The problem is of course that gx is not a Bool, but a function t -> Bool. We can however construct a function like:

\x -> not (gx x)

This will thus apply not to the result of gx x. Or we can use (.) :: (b -> c) -> (a -> b) -> a -> c, like:

selectUnless :: (t -> Bool) -> (t -> Bool) -> [t] -> [t]
selectUnless fx gx = filter (not . gx) . filter fx

We can even make thus completely point-free by using liftA2 :: Applicative f => (a -> b -> c) -> f a -> f b -> f c:

import Control.Applicative(liftA2)

selectUnless :: (t -> Bool) -> (t -> Bool) -> [t] -> [t]
selectUnless = (filter .) . (. (not .)) . liftA2 (&&)

or a more elegant solution provided by @JonPurdy:

import Control.Applicative(liftA2)
import Data.Function(on)

pre :: (a -> b) -> (b -> c) -> a -> c
pre = flip (.)

filtered :: (([a] -> [a]) -> ([a] -> [a]) -> c) -> (a -> Bool) -> (a -> Bool) -> c
filtered = (`on` filter)

selectUnless :: (a -> Bool) -> (a -> Bool) -> [a] -> [a]
selectUnless = pre (not .) . filtered (.)

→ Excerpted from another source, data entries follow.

PR #787, opened 2020-11-09
bump govuk-components to 0.5.0, and fix govuk_link_to calls with blocks

aldavidson:
..to allow the upgrade to work

### Context

There's been a [dependabot PR that upgrades `govuk-components` from 0.4.0 to 0.5.0](https://github.com/DFE-Digital/get-help-with-tech/pull/629) for a while now, but it has a few specs that are failing.

* fix the `govuk_link_to ... do` calls that are failing, by changing them to non-block syntax
* bump the gem version

### DIFF
--- a/Gemfile
+++ b/Gemfile
@@ -15,7 +15,7 @@ gem 'faker'
 # Manage multiple processes i.e. web server and webpack
 gem 'foreman'
 gem 'govuk_design_system_formbuilder'
-gem 'govuk-components'
+gem 'govuk-components', '>=0.5.0'
 
 gem 'http'
 
--- a/Gemfile.lock
+++ b/Gemfile.lock
@@ -188,7 +188,7 @@ GEM
       net-http-pipeline
     globalid (0.4.2)
       activesupport (>= 4.2.0)
-    govuk-components (0.4.0)
+    govuk-components (0.5.0)
       rails (~> 6.0.3, >= 6.0.3)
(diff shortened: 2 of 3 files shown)


aliuk2012 (approved):

benilovj:
This feels like a regression – I've been meaning to provide feedback into the `govuk-components` gem, the block syntax should work really...

aldavidson:
> This feels like a regression – I've been meaning to provide feedback into the `govuk-components` gem, the block syntax should work really...

Agreed, but we can do that separately. In this case there's no particular need for those calls to be using the block syntax and it was a straightforward fix. I'm keen to not have broken PRs hanging around any longer than necessary

aldavidson:
> This feels like a regression – I've been meaning to provide feedback into the `govuk-components` gem, the block syntax should work really...

@benilovj I did some experimentation on this last night, and I got to the bottom of the problem. There's a [full description on Trello ](https://trello.com/c/kIL5UsgY/986-feedback-to-govuk-components-that-govuklinkto-with-block-syntax-is-broken-in-050), but the TL;DR version is:

* it's not broken, the (correct) block syntax works fine
* it's our calling code that was broken (incorrect arguments)
* we didn't notice it was broken until 0.5 because the syntax we called was accidentally correct for a non-block call, and in 0.4 _all_ calls are non-block calls

PR #747, opened 2020-11-02
Added closed schools page for CC

tonyheadford:
### Context
[Trello card](https://trello.com/c/fabYSEkV/927-a-table-of-all-closed-schools-for-cc)
Add a table of closed schools to Computacenter area

### Changes proposed in this pull request
Add closed schools table showing RB and device/coms caps
Can view only those schools that can order for specific circumstances, those that can order or both.
Add link to closed schools on computacenter home page.
Added pagination to the closed school table

### Guidance to review
image
=====
image
=====
image

PR #791, opened 2020-11-09
Tweaks to the 'closed schools' CC report

benilovj:
### Context

PR #747 introduced a 'closed schools' report for Computacenter. This PR includes some tweaks some of the functionality and language in this report.

- Temporarily turn off pagination within the report
  - It's my hunch that the CC ops team is going to use Ctrl+F to find school caps using the `URN`, `shipTo`, or `soldTo` numbers. Because of pagination, it's very unlikely that the school they're looking for is going to be on the first page and there's currently no other search functionality included.
  - I've not actually removed the pagination, I've just made the pages contain 10,000 items. If my hunch is incorrect, then it's easy enough to change this back, or if it's correct, then some of the code can be removed in a subsequent PR.
- Fix an N+1 query problem in the controller (which becomes noticeable/very acute when pagination is disabled)
- Re-align some of the report language with the rest of the service:
  - `School closures` => `Schools that can order` (because the report also includes schools that can order for specific circumstances and don't, strictly speaking, have to be closed)
  - `Partially closed` => `Ordering for specific circumstances` (same thinking as above)
  - `Fully closed` => `Ordering due to COVID-19 disruption` (again, schools don't have to be fully closed in order to have the `can_order` order state)

### Guidance to review

Is the new terminology correct?

### DIFF
--- a/app/controllers/computacenter/closed_schools_controller.rb
+++ b/app/controllers/computacenter/closed_schools_controller.rb
@@ -28,15 +28,15 @@ private
 
   def parse_view_mode
     mode = params[:view]
-    mode = 'all' unless mode.in? %w[partially-closed fully-closed]
+    mode = 'all' unless mode.in? %w[specific-circumstances closures-or-self-isolating]
     mode
   end
 
   def query_for_view_mode
     case view_mode
-    when 'partially-closed'
+    when 'specific-circumstances'
       :can_order_for_specific_circumstances
-    when 'fully-closed'
+    when 'closures-or-self-isolating'
       :can_order
     else
       :that_can_order_now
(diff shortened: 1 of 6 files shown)


benilovj:
image

tonyheadford (approved):
LGTM, yes the naming is difficult.

emmajhf (commented):
Hi @benilovj I think these changes are good. One thought: do we want to change 'Ordering due to COVID-19 disruption' to 'Ordering for closures or self-isolating pupils'. This is more specific, and it's arguable that 'disruption' covers everything.

fofr:
Looks good, I agree with @emmajhf.

It also looks like the tabs are overrunning the page container a little, the left of the All tab should line up with the S for schools.

PR #800, opened 2020-11-11
Added SAT converter for schools

tonyheadford:
### Context
[Trello card](https://trello.com/c/yK1dGT8m/999-convert-school-to-sat)
Add ability to convert a non-maintained school into a SAT

Adds `SchoolToSatConverter` that handles the conversion
Add support doc
Handle Trust without `:companies_house_number` in exports to computacenter

### Guidance to review
Intended to be run from the rails console in support ops.

`SchoolToSatConverter.new(School.find_by(urn: 123456)).convert_to_sat`

This will create a new single academy trust, using the name of the school and move the given school into it.
Trust name and companies house number are optional params to `convert_to_sat`

### DIFF
--- a/app/models/computacenter/responsible_body_urns.rb
+++ b/app/models/computacenter/responsible_body_urns.rb
@@ -36,6 +36,8 @@ module Computacenter::ResponsibleBodyUrns
       when 'LocalAuthority'
         "LEA#{gias_id}"
       when 'Trust'
+        return '' if companies_house_number.blank?
+
         "t#{companies_house_number.to_i}"
       end
     end
--- a/app/services/school_to_sat_converter.rb
+++ b/app/services/school_to_sat_converter.rb
@@ -1,0 +1,40 @@
+class SchoolToSatConverter
+  attr_reader :school, :trust
+
+  def initialize(school)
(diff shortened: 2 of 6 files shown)


app/models/computacenter/responsible_body_urns.rb
```diff
@@ -36,6 +36,8 @@ def computacenter_identifier
       when 'LocalAuthority'
         "LEA#{gias_id}"
       when 'Trust'
+        return '' if companies_house_number.blank?
```
jamesrose, line 39: @tonyheadford Out of curiosity, why do we do this? Perhaps I've missed something in the doc.

tonyheadford: In these cases we're making up a responsible body to hang the school on - a school has to have an RB in the service.  We may not be able to find a suitable companies house number for the school (as it is a Trust attribute) so we have to handle the case where it could be blank.  The companies house number is used as an identifier for CC (I don't know the exact reason why), they have agreed that we could send them blank ones for these.  Does that help, not sure I'm answering the right question!

asmega (approved):

PR #805, opened 2020-11-11
Redirect /start and /sign-in if user is already signed in

fofr:
Send users directly to their appropriate home page

In research we've observed signed in users reaching the "Sign in" and "Start" pages again, and unnecessarily going back through the sign in flow.


benilovj (approved):
Great!

PR #806, opened 2020-11-11
Enable support users to edit a school's Chromebook details

benilovj:
### Context

In the case that:

1. A school or RB user orders some Chromebooks
2. Post-ordering, Computacenter determine that the school's Chromebook details are missing or wrong
3. They inform the school/RB
4. If the school user writes back into support with their Chromebook details, instead of entering the details into the service

then the support agent has to explain the user to go enter it into the service themselves. This means wasted effort and a delay for the user.

Allow support agents to update Chromebook details (yes/no on whether the school needs Chromebooks, the domain and recovery email), in case they get a ticket with those details.

### Guidance to review

The wording is a bit off ("when you order", "we", etc) as a result of reusing partials from the RB and school parts of the service, but it felt like a reasonable trade-off to having to duplicate the templates just for the support interface.

#### Screenshots

image

image

### DIFF
--- a/app/components/support/school_details_summary_list_component.rb
+++ b/app/components/support/school_details_summary_list_component.rb
@@ -57,7 +57,13 @@ private
   end
 
   def chromebook_rows_if_needed
-    super.map { |row| row.except(:change_path, :action, :action_path) }
+    super.map do |row|
+      row
+        .except(:change_path, :action, :action_path)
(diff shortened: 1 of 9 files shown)


fofr:
Nice 👍

jamesrose (approved):
Nice work!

Note that your original code could not process an empty list: indeed you only specified the (x:xs) pattern in your function for the list, not []. It is not necessary however to use extra patterns here, filter already can handle both empty and non-empty lists.

Upvotes: 4

Rein Henrichs
Rein Henrichs

Reputation: 15605

Because filter f . filter g = filter (\x -> f x && g x), we only need some way to invert g. This exists as not, as Willem mentions. So we have:

selectUnless f g = filter (\x -> f x && not (g x))

If you want to be a bit more clever, you can lift &&:

(<&&>) = liftA2 (&&)
infixr 3 <&&>

selectUnless f g = filter (f <&&> not . g)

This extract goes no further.